■ Exercise description
Word for word, return the lines from the top of the listing to the line containing "Web-tools v2 —", both ends included, and no others.

Dataset excerpts section start

PR #1376, opened 2026-08-06
feat: web_crawl tool + ephemeral PDF fetch in web_fetch (tasks 1357/1358)

rmusser01:
## What this is

Web-tools v2 — the two follow-ups the v1 spec (PR #1363) deferred, now shipped per the owner-approved spec `Docs/superpowers/specs/2026-08-06-web-crawl-pdf-fetch-design.md`:

- **task-1358 — PDFs in `web_fetch`, ephemerally.** `web_fetch` no longer refuses PDFs. Detection is content-type OR `%PDF-` magic sniff (the sniff wins — servers mislabel constantly), and the read cap is raised to 20 MB **mid-stream** on detection, so a mislabeled 2 MB PDF works in one request. Over 20 MB → a clear `[too-large]` refusal (byte-truncated PDFs are unparseable, so the ceiling refuses rather than truncates); the *extracted text* is truncated at the caller's `max_bytes` with a pages-processed marker, satisfying the "truncated like HTML" AC. Extraction is pymupdf from bytes — nothing touches disk, nothing writes the media DB, and the page loop early-stops once past the cap. Structured refusals for encrypted / damaged / textless-scanned (`use media ingestion with OCR`) / pymupdf-absent.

Dataset excerpts section end

■ Answer
PR #1376, opened 2026-08-06
feat: web_crawl tool + ephemeral PDF fetch in web_fetch (tasks 1357/1358)

rmusser01:
## What this is

Web-tools v2 — the two follow-ups the v1 spec (PR #1363) deferred, now shipped per the owner-approved spec `Docs/superpowers/specs/2026-08-06-web-crawl-pdf-fetch-design.md`:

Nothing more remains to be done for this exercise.